UPDATE: Check Point Active Streaming (CPAS) TCP Window scale factor is now increased up to 6.

CCSM R77/R80/ELITE

Thomas_Eichelbu · ‎2022-03-03

OK i see it .. in R80.40 Take 150.

PRJ-32072,
STRM-737

Security Gateway

UPDATE: Check Point Active Streaming (CPAS) TCP Window scale factor is now increased up to 6.

but not yet for R81+ ?

Matt_Ricketts · ‎2022-03-03

Yes. R81.10 JHF_T38 has this Active Streaming update too.

https://supportcenter.checkpoint.com/supportcenter/portal?eventSubmit_doGoviewsolutiondetails=&solut...

MatanYanay · ‎2022-03-05

Hi @Thomas_Eichelbu

For R81 version it will be part of our next ongoing jumbo

For R81.10 as @Matt_Ricketts mention its already release as part of Take 38 with PRJ-32074

Thanks

Matan.

Thomas_Eichelbu · ‎2024-03-08

Hello Matan,

i heard rumors and some chatter from collegues that this option or fixes are not included in R81.20 yet?
i did not found anything regarding this PMTR´s or "active streaming" or "MSS" in R81.20 relase notes yet.
Maybe iam blind, but how about support for this in R81.20?

R81.10 Take 38

Released on 21 February 2022

PRJ-32074,
STRM-737

Security Gateway

UPDATE: Check Point Active Streaming (CPAS) TCP Window scale factor is now increased up to 6.

PRJ-30295,
PMTR-73017

Security Gateway

Enhanced Check Point Active Streaming (CPAS).

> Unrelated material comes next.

PR #535, opened 2019-09-17
Sort developers list

matrixise:
@brettcannon I have sorted the list of the developers by date. 

1. commit with dos2unix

Refer to sk177025.

also this SK sk177025 seems to be deleted?
how about R81.20?

best regards

MatanYanay · ‎2024-03-09

Hi @Thomas_Eichelbu

I'm checking it internally and will get back to you once i will have a clear answer

Thanks

Matan.

MatanYanay · ‎2024-03-11

Hi @Thomas_Eichelbu

From my internal check with R&D, both fixes are part of R81.20 ( take 631)

if you see any issues with these 2 fixes in R81.20 please open ticket to TAC so we will handle it in the proper way

Thanks

Matan.

Thomas_Eichelbu · ‎2024-03-11

Hello Matan!

ok thank you for this information.
so if required we will open a TAC case ...

best regards

kbleb · ‎2022-03-07

Hi - I believe that while there was a significant improvement from 256K to 1 MB in test cases, it wasn't enough for the specific scenario we were looking at (some VPN users with tunnel-all through headquarters who had high-bandwidth connections, but with high or variable latency).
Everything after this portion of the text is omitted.